» Instructions for the task
Write down each of the records again, exactly and in full.

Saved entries

Start of Block

PR #7541, opened 2025-11-11
innosetup 6 doesn't support Icelandic

Benitoite:
Fixes windows CI build. Icelandic is not supported by InnoSetup 6.


Desmis:
@Benitoite 

OK, I will merge soon :)

Jacques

End of Block

» Result of this exercise
PR #7541, opened 2025-11-11
innosetup 6 doesn't support Icelandic

Benitoite:
Fixes windows CI build. Icelandic is not supported by InnoSetup 6.


Desmis:
@Benitoite 

OK, I will merge soon :)

Jacques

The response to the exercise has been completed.